Dental mechanics work closely with dentists to assist in manufacturing, preparing, or fixing replacement teeth and natural teeth. They are familiar with the equipment needed to set molds of teeth that a dental prosthetist has made a plaster impression of. A dental laboratory mechanic may also be responsible for various repairs and alignments of dentures. Some offices only require that this position has a high school diploma or equivalent certificate and extensive training in the field.
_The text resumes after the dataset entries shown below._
PR #455, opened 2025-11-07
ft_info_test and workflow files fix

Aksha1812:
## Fixes 

- Unit test : fixed test commands_test/ft_info_test. (Needed simple fix in ft_info_test, got confused earlier since tests were passing in workflow files and didn't notice the error)
- Unit tests asan : There was an error when updating Metadata in posting.cc , possibly due to index schema being in a different thread then call to posting. currently moved to metadata update to text_index.cc
- Integration tests asan : there was an issue in test_fulltext.py where i am checking for text index memory fields when asan build, memory tracking does not work in asan build, made test conditional 
- Workflow files fix : error where workflow files were returning success even though test failed. Reference : https://github.com/valkey-io/valkey-search/pull/444/files#diff-d917339141f036bb9e9a987412f09fc4c6780f8c0cd5ec1d89c4652c90032127


BCathcart:
I'd start by looking at the test logs from #377. The ASAN unit tests caught an issue and I just kicked off the ASAN integration tests which didn't previously run.

allenss-amazon (commented):
Fixes to the workflows need to be in main. Please split this into two PR, one for main and one for fulltext.

src/indexes/text/text_index.cc
```diff
@@ -35,6 +35,16 @@ std::optional<std::shared_ptr<Postings>> AddKeyToPostings(
     current_schema_->GetMetadata().num_unique_terms++;
     postings = std::make_shared<Postings>();
   }
+
+  // Track metadata before inserting
```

A medical laboratory mechanic sometimes works with equipment that tests various bodily fluids and tissues. They are responsible for overseeing testing and other laboratory work. In addition to observing and reporting, they may be in charge of preparing specimens for analysis by other professionals. This profession requires specific training in the field and academic coursework may include pathology, immunology, microbiology, and other sciences.

There are many engineering fields that use a laboratory mechanic to assist senior engineers including mechanical, aerospace, civil, or electrical engineering companies. A mechanic in this case often performs a wide range of duties including drawing preparations, product evaluation, repairing or adjusting equipment, and product cost analysis. Most companies may require that candidates for this position are certified by an engineering association and have at least an associate's degree in the field.